First, they give you the
opportunity to help — and there is nothing that feels better than helping.
Second, they come to you
with complicated problems — and there is nothing achievement-oriented people
like better than problems.
The intellectual and
emotional rewards for solving problems are almost as great as the joy in
helping.
Here’s an interesting
thing you should know about CTs:
You like them a whole lot
more than they like you.
It might surprise you to
realize that CTs almost always resent the people who help them.
I don’t know exactly where
the resentment comes from or what its ingredients are (though fear and envy
must be a part), but I have observed this reaction time and again.
The big difference between
Chronic Takers and independent people who occasionally need help is that CTs
never get themselves entirely out of trouble.
There is always something
wrong.
Always something that
needs fixing.
Despite all your best
efforts — and all your time and money and wisdom — CTs never manage to climb
out of the holes they’ve dug themselves into.
If you are a Chronic
Taker, stop being one immediately Recognize that nobody owes you anything.
Face the fact that
anything you want must be worked for and try to understand that the hard work
you need to do will give you pleasure.
If you have one Chronic
Taker in your life, you probably have half a dozen.
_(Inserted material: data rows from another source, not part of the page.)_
PR #1807, opened 2025-09-26
initdata: add FromDevice function

burgerdev:
This port of [Kata agent code](https://github.com/kata-containers/kata-containers/blob/077aaa6480953de3770b8c3e240dbb0dc44a186e/src/agent/src/initdata.rs#L81-L98) will be used in our initdata processor.

### DIFF
--- a/internal/initdata/initdata.go
+++ b/internal/initdata/initdata.go
@@ -9,10 +9,13 @@ import (
 	"crypto/sha256"
 	"crypto/sha512"
 	"encoding/base64"
+	"encoding/binary"
 	"encoding/hex"
 	"errors"
 	"fmt"
 	"io"
+	"os"
+	"slices"
 	"strings"
 
 	"github.com/pelletier/go-toml/v2"
@@ -81,7 +84,11 @@ func DecodeKataAnnotation(annotation string) (*Initdata, error) {
 		return nil, err
 	}
 
-	decompressed, err := decompress(decoded)
+	return decodeGzipped(decoded)
+}
+
+func decodeGzipped(data []byte) (*Initdata, error) {
+	decompressed, err := decompress(data)
 	if err != nil {
 		return nil, err
 	}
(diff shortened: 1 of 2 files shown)


internal/initdata/initdata.go
```diff
@@ -125,10 +128,60 @@ func (i *Initdata) EncodeKataAnnotation() (string, string, error) {
...
+	var i Initdata
+	if err := toml.Unmarshal(decompressed, &i); err != nil {
+		return nil, nil, fmt.Errorf("parsing TOML: %w", err)
+	}
+	digest, err := i.digest(decompressed)
+	if err != nil {
+		return nil, nil, fmt.Errorf("calculating digest: %w", err)
+	}
+
+	return &i, digest, nil
```
charludo: This is almost 1:1 the same as `DecodeKataAnnotation`, minus verifying that a known algorithm is used. A shared helper would seem to make sense.

internal/initdata/initdata.go
```diff
@@ -180,3 +233,8 @@ func compress(decompressed []byte) ([]byte, error) {
 
 	return compressed.Bytes(), nil
 }
+
+var (
+	errWrongMagic = errors.New("wrong magic number")
+	errTooLarge   = errors.New("initdata is too large")
+)
```
charludo: Please move up top, to the other error definitions.

charludo (changes requested):

internal/initdata/initdata.go
burgerdev: Done. I wonder whether we'll need to return the digest from `DecodeKataAnnotation`, too, but I guess we'll see when we implement the CLI changes.

internal/initdata/initdata.go
burgerdev: Done

charludo (approved):

PR #1813, opened 2025-09-30
initdata: add Raw type

burgerdev:
Most of the time, working with initdata requires keeping a reference of the serialized TOML document and the corresponding digest (see [`manifest.Policy`](https://github.com/edgelesssys/contrast/blob/24b5742b6894c1bf5bcc7960d561fe1c4f18c62f/internal/manifest/manifest.go#L280)). It's difficult to work with the current API because the intermediate state is not exposed.

This commit adds the intermediate representation as an exported type and adjusts the existing functions to work with that type. So, instead of `DecodeKataAnnotation()`, one now needs to call `DecodeKataAnnotation()` followed by `Parse()`. The only function that now needs a digest output is the explicit `Raw.Digest` method. Existing use of `FromDevice()`, for example, needs to first call `FromDevice()`, and then `Digest()` and `Parse()` on the Raw object.

### DIFF
--- a/internal/initdata/initdata.go
+++ b/internal/initdata/initdata.go
@@ -10,9 +10,9 @@ import (
 	"crypto/sha512"
 	"encoding/base64"
 	"encoding/binary"
-	"encoding/hex"
 	"errors"
 	"fmt"
+	"hash"
 	"io"
 	"os"
 	"slices"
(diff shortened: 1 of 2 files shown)


charludo (approved):
LGTM. All usecases I could think of seem to still be availble with a roundtrip via `Raw`.

PR #1814, opened 2025-10-01
initdata: add processor package

burgerdev:
This implements the initdata processor as proposed in [1]. It's intended to run to completion before the Kata agent starts, parsing and validating the initdata block device against HOSTDATA/MRCONFIGID.

[1]: https://github.com/kata-containers/kata-containers/issues/11532


initdata-processor/validator/validator.go
```diff
@@ -0,0 +1,69 @@
...
+	digestGetter digestGetter
+}
+
+// New constructs a Validator suitable for the current runtime environment, if available.
+func New() (*Validator, error) {
+	sqp, err := snpclient.GetQuoteProvider()
+	if err == nil {
+		return &Validator{&snpDigestGetter{sqp}}, nil
+	}
+	log.Printf("SNP not supported: %v", err)
```
charludo: Do we need to know this if TDX is supported?

initdata-processor/validator/validator.go
```diff
@@ -0,0 +1,69 @@
...
+	GetDigest() ([]byte, error)
+}
+
+func compareDigests(expected, actual []byte) error {
+	const minDigestLength = 32
+	n := min(len(expected), len(actual))
+	if n < minDigestLength {
+		return fmt.Errorf("%w: expected %x, got %x", errUnexpectedDigestSize, expected, actual)
+	}
+	if slices.Compare(expected[:n], actual[:n]) != 0 {
```
charludo, line 65: Correct me if I'm wrong, but this seems to relate to `adjust_digest` from upstream. There, explicit lengths per platform are given:

```rust
    let required_len = match platform {
        ProtectedPlatform::Tdx => 48,
        ProtectedPlatform::Snp => 32,
        ProtectedPlatform::Cca => 64,
        ProtectedPlatform::Se => 256,
        ProtectedPlatform::NoProtection => digest.len(),
    };
```

would it make sense to do something similar here, for example to prevent 32-sized TDX digests?

Even if not, a comment would be nice, since the only-compare-until-length-n behavior is a bit surprising (at least to me)

internal/initdata/initdata.go
charludo, line 42: Has this changed, or is it just not rebased yet?

burgerdev: The "rebase and merge" action creates a different base commit, so after the other PR was merged Github changed the base automatically, but does not consider the commit on main to be the same as the commit in this branch, so it shows the diff to the common ancestor (I guess) and a merge conflict. Fixed by rebasing.

initdata-processor/validator/validator.go
burgerdev: The `minDigestLength` is actually not strictly necessary, just defense-in-depth:

* The expected digest comes from the report field and is guaranteed to be at least 32 bytes (for the currently supported platforms).
* The actual digest is the output of an initdata `Digest` operation, and thus a SHA-X hash with also at least 32 bytes.
* Whenever the two sizes don't match, we want to compare only the shorter prefix (what else _could_ we compare). 

Note that upstream's `adjust_digest` is only used for _setting_ `HOSTDATA`. 

I'll add a comment explaining this.

initdata-processor/validator/validator.go
burgerdev: Unfortunately, TDX is always supported: https://github.com/google/go-tdx-guest/blob/43efd1ff6ae89a081dbb3cccb6f1fbe6541a0ad6/client/client_linux.go#L129-L131. I'll leave a comment explaining this.

burgerdev: I reworked the order so that we don't log here, but return the joined error.

charludo: > Unfortunately, TDX is always supported

Ah, sneaky.

New version LGTM

initdata-processor/validator/validator.go
charludo: Alright, makes sense. A comment would be nice.

initdata-processor/validator/snp.go
```diff
@@ -0,0 +1,27 @@
...
+
+func (g *snpDigestGetter) GetDigest() ([]byte, error) {
+	reportRaw, err := g.GetRawQuote([64]byte{})
+	if err != nil {
+		return nil, fmt.Errorf("snp: getting raw report: %w", err)
+	}
+	report, err := abi.ReportToProto(reportRaw)
+	if err != nil {
+		return nil, fmt.Errorf("snp: parsing report: %w", err)
+	}
```
katexochen, line 33: Just to be clear, we don't have to verify the report here as it is delivered via a secured channel on both platforms?

initdata-processor/main.go
```diff
@@ -0,0 +1,83 @@
...
+	"log"
+	"os"
+	"path/filepath"
+	"slices"
+
+	"github.com/edgelesssys/contrast/initdata-processor/validator"
+	"github.com/edgelesssys/contrast/internal/initdata"
+)
+
+func main() {
```
katexochen, line 20: This should print the preface including the component name and version like every other service.

initdata-processor/validator/snp.go
burgerdev: Yes, let me try to add references.

initdata-processor/validator/validator.go
burgerdev: Comment is already there :)

initdata-processor/main.go
```diff
@@ -0,0 +1,83 @@
...
+		}
+	}
+	return nil
+}
+
+func failf(format string, v ...any) {
+	// TODO(burgerdev): this error won't be visible for the runtime!
+	log.Printf(format, v...)
+	// We exit with 0 here so that the Kata agent can spawn and forward errors to the runtime.
+	os.Exit(0)
```
katexochen: It is good practice to only call exit in a top level function. If we always exit 0 anyway, why aren't we just printing the line an using break to stop the loop?

initdata-processor/main.go
```diff
@@ -0,0 +1,83 @@
...
+		if err := os.WriteFile(path, []byte(content), 0o644); err != nil {
+			return fmt.Errorf("writing file %q: %w", path, err)
+		}
+	}
+	return nil
+}
+
+func failf(format string, v ...any) {
+	// TODO(burgerdev): this error won't be visible for the runtime!
+	log.Printf(format, v...)
```
katexochen, line 92: Maybe this should be prefixed with "Error:"?

burgerdev: Thing is, this will not be visible to anybody, unless running a debug image and entering the console quickly enough before the Kata runtime tears it down. Hence the TODO: I'll replace this with something that can propagate the error in a subsequent PR.

charludo (approved):

katexochen (approved):

PR #1816, opened 2025-10-05
dev-docs: update NVIDIA RIM IDs

edgelessci:
Automated updated created by [rim_updates workflow](https://github.com/edgelesssys/contrast/blob/main/.github/workflows/rim_updates.yml).


dev-docs/nvidia/rim-ids.json
```diff
@@ -23,11 +26,13 @@
     "NV_GPU_DRIVER_GH100_570.148.08",
     "NV_GPU_DRIVER_GH100_570.158.01",
     "NV_GPU_DRIVER_GH100_570.172.08",
+    "NV_GPU_DRIVER_GH100_570.195.03",
     "NV_GPU_DRIVER_GH100_570.44",
     "NV_GPU_DRIVER_GH100_570.86.15",
     "NV_GPU_DRIVER_GH100_575.57.08",
     "NV_GPU_DRIVER_GH100_580.65.06",
     "NV_GPU_DRIVER_GH100_580.82.07",
+    "NV_GPU_DRIVER_GH100_580.95.05",
```
katexochen, line 35: @thomasten what was the upgrade process again here? We need to check these versions are supported by NRAS, too, right?

thomasten: In my understanding, NRAS supports it as soon as RIM supports it. (btw, we don't use NRAS in PM anymore and use RIM directly.)

katexochen: So we can bump the driver to the latest version listed by rim (580.95.05) right away?

thomasten: Yes, attestation should work.

PR #1818, opened 2025-10-06
cli: fix combined output yaml

davidweisse:
This changes the `YAMLBytesFromFile` function to accept multiple paths, so we can directly use it to generate the combined YAML output during `generate` when the `--output` flag is set. This also fixes the combined output, which was broken after #1798, and adds a unit test for the `YAMLBytesFromFiles` function.

### DIFF
--- a/internal/kuberesource/reader.go
+++ b/internal/kuberesource/reader.go
@@ -32,15 +32,19 @@ func UnmarshalApplyConfigurations(data []byte) ([]any, error) {
 	return result, nil
 }
 
-// YAMLBytesFromFile reads a k8 YAML file and returns a formatting-preserving encoding.
-func YAMLBytesFromFile(yamlPath string) ([]byte, error) {
-	data, err := os.ReadFile(yamlPath)
-	if err != nil {
-		return nil, fmt.Errorf("reading %s: %w", yamlPath, err)
-	}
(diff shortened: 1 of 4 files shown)


internal/kuberesource/reader.go
```diff
@@ -32,15 +32,19 @@ func UnmarshalApplyConfigurations(data []byte) ([]any, error) {
...
-// YAMLBytesFromFile reads a k8 YAML file and returns a formatting-preserving encoding.
-func YAMLBytesFromFile(yamlPath string) ([]byte, error) {
-	data, err := os.ReadFile(yamlPath)
-	if err != nil {
-		return nil, fmt.Errorf("reading %s: %w", yamlPath, err)
-	}
-	kubeObjs, err := UnmarshalApplyConfigurations(data)
-	if err != nil {
-		return nil, fmt.Errorf("unmarshaling %s: %w", yamlPath, err)
+// YAMLBytesFromFiles reads one or multiple K8s YAML files and returns a formatting-preserving encoding.
```
burgerdev: While we're touching this again: I'm not sure if the docstring here is correct - we're not actually preserving formatting, but rather pretty printing, right? The input could even be pure JSON...

burgerdev (approved):
Thanks for writing the test!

Identify who they are.
Be sure to distinguish
between CT’s (who give back nothing) and high-maintenance partners (who give
back what they get but require a lot of extra attention to do so).
Once you have your list,
make yourself a promise that you will never again take their bait.
The next time one of your
CTs comes to you with a problem, do one of two things.
1. Sympathize, but offer
no help whatsoever.
2. Sympathize and then
tell him one of your problems.
Try either of these tricks
and you will be amazed at how fast the CT loses interest in you.
When the CT senses that he
is wasting his woes on someone equally afflicted, he will exit pronto.
If he values your
relationship/friendship, he will come back.
If he doesn’t, he won’t.
By eliminating Chronic
Takers from your life in this way, you will have
(1) more time to spend on
worthwhile relationships and
(2) less stress from
carrying the weight of countless problems that aren’t your problems at all.
As an added bonus, a truly
dysfunctional relationship may be upgraded to a genuine friendship — and your
friend may figure out how to solve his own problems.
One possible exception: If
the CT is a family member, you might want to take care of him as part of your
family responsibility.
If you do that, recognize
that you aren’t helping him so much as you are keeping the family’s business in
the family.
This would apply, most
obviously, to someone with an alcohol or drug problem.
Sorry to end this message
on such a depressing note.
Oh, well.
Until I come your way
again, this is #MorningVibesWithDrJerryTheFirst
Keep it coming!!!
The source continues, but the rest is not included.